Within the material below, transcribe exactly the lines from the one holding "The unit test" through the one holding "It seems to depend on timing.", keeping both ends and skipping the rest.

◆ The data:
++++++

PR #486, opened 2024-11-21
(TFECO-8260) Add Heimdall metadata

jpogran:
This change adds the metadata for the internal Heimdall service to the repository

### DIFF
--- a/META.d/_summary.yml
+++ b/META.d/_summary.yml
@@ -1,0 +1,11 @@
+# Copyright (c) HashiCorp, Inc.
+# SPDX-License-Identifier: MPL-2.0
+
+schema: 1.1
+partition: tf-ecosystem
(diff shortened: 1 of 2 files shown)


META.d/_summary.yml
```diff
@@ -0,0 +1,11 @@
+# Copyright (c) HashiCorp, Inc.
+# SPDX-License-Identifier: MPL-2.0
+
+schema: 1.1
+partition: tf-ecosystem
+category: library
+
+summary:
+  owner: team-tf-editor-experience
```
xiehan, line 9: From a compliance perspective, the Core team are currently considered the owners of this library. I don't mind having this be y'all, but then we should probably be consistent and have the compliance owners changed to you all as well.

PR #498, opened 2025-01-17
ci/e2etests: Add latest major Terraform versions

radeksimko:
This admittedly results in a lot of test jobs but it may be fine considering the expected number of incoming PRs.

I think it's still valuable to run tests against all major versions, we could consider doing that only on `main` if it's too much for every PR.


.github/workflows/tests.yml
```diff
@@ -140,7 +140,14 @@ jobs:
...
           - "1.2.9"
-          - "1.3.7"
+          - "1.3.10"
+          - "1.4.7"
+          - "1.5.7"
+          - "1.6.6"
+          - "1.7.5"
+          - "1.8.5"
+          - "1.9.8"
+          - "1.10.4"
```
dbanck, line 150: Would it be possible to just specify the minor version, like `1.10`, so we don't have to update it so often?

radeksimko: In theory yes but it would require some more significant refactoring in other places because right now the underlying code expects exact versions rather than constraints https://github.com/hashicorp/terraform-exec/blob/4497f9edf36dcdbbf5fc982d1d951c9509d865fd/tfexec/internal/testutil/tfcache.go#L70-L73

PR #501, opened 2025-01-20
Update CHANGELOG.md

dbanck:
I think we still should land the remaining dependency updates, especially
* https://github.com/hashicorp/terraform-exec/pull/500

### DIFF
--- a/CHANGELOG.md
+++ b/CHANGELOG.md
@@ -2,14 +2,9 @@
 
 ENHANCEMENTS:
 * tfexec: Add support for `terraform init --json` via `InitJSON` ([#478](https://github.com/hashicorp/terraform-exec/pull/478))
-* docs: reference the plugin framework ([#480](https://github.com/hashicorp/terraform-exec/pull/480))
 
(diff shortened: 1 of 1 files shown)


dsa0x (dismissed):

dsa0x:
@dbanck But this PR only updates the CHANGELOG, right? Not the actual dependency update. Is that just preparation for applying the updates?

dbanck:
Sorry for the confusion, I meant to suggest that we should land the dependency updates before cutting a new release.

As the previous changelogs rarely listed dependency updates, I decided against including them here. If you think it's important to have them, I'll be happy to add them.

radeksimko:
I don't have strong opinion on the dependencies but would probably go with what we have done before 🤷🏻‍♂️ If you wish to set a new trend I'd also be fine with that.

dsa0x:
Totally fine with just following what we have done before. I was simply curious. Thanks @dbanck

dsa0x (approved):

PR #503, opened 2025-01-22
Update reference to Go version

mmtevelde:
After #499 was merged, I suppose this reference in the readme needs to be updated as well


dbanck (approved):
Nice catch! Thanks!

PR #517, opened 2025-05-13
Update CODEOWNERS

austinvalle:
Our GH team name has been updated recently, so we're slowly moving over to `@hashicorp/terraform-core-plugins`

cc @bbasata

### DIFF
--- a/.github/CODEOWNERS
+++ b/.github/CODEOWNERS
@@ -1,3 +1,3 @@
 # This codebase has shared ownership and responsibility.
 
-* @hashicorp/terraform-core @hashicorp/terraform-devex @hashicorp/tf-editor-experience-engineers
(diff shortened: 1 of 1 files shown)


radeksimko (changes requested):
I think the ACL may need to be addressed first

Screenshot 2025-05-13 at 16 01 56

.github/CODEOWNERS
```diff
@@ -1,3 +1,3 @@
 # This codebase has shared ownership and responsibility.
 
-* @hashicorp/terraform-core @hashicorp/terraform-devex @hashicorp/tf-editor-experience-engineers
+* @hashicorp/terraform-core @hashicorp/terraform-core-plugins @hashicorp/tf-editor-experience-engineers
```
austinvalle, line 3: Need to update the permissions 👍🏻

radeksimko (approved):

PR #523, opened 2025-05-21
add test to reproduce issue with signal: broken pipe on graceful shutdown

dastrobu:
## Related Issue

Relates to:

  * #454
  * #512

## Description

This is a test to show the issue with `signal: broken pipe` on graceful shutdown, introduced by #512.  
The PR only contains a test and no fix yet, as requested per [comment](https://github.com/hashicorp/terraform-exec/pull/512#issuecomment-2834540214) from @radeksimko.

The unit test `TestGracefulCancellation_interruption_on_apply` usually fails with:

`expected interrupt signal, received "signal: broken pipe"`

Although sometimes I have also seen:

`expected interrupt signal, received "exit status 255"`

It seems to depend on timing.

In our production code, we would love to see graceful shutdown being handled correctly, as intended by #512.  
However, we are observing `signal: broken pipe` and a locked Terraform state, which is what we would like to get rid of to avoid the need to manually unlock the state again.

I can try to provide a fix as well if there is some guidance on how to do it.

## Rollback Plan

  * [ ] If a change needs to be reverted, we will roll out an update to the code within 7 days.


radeksimko:
@dastrobu This looks quite promising. I'll look into this in more detail when I get a moment. Thanks a lot for sharing this test case.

++++++

◆ Solution for this exercise:
The unit test `TestGracefulCancellation_interruption_on_apply` usually fails with:

`expected interrupt signal, received "signal: broken pipe"`

Although sometimes I have also seen:

`expected interrupt signal, received "exit status 255"`

It seems to depend on timing.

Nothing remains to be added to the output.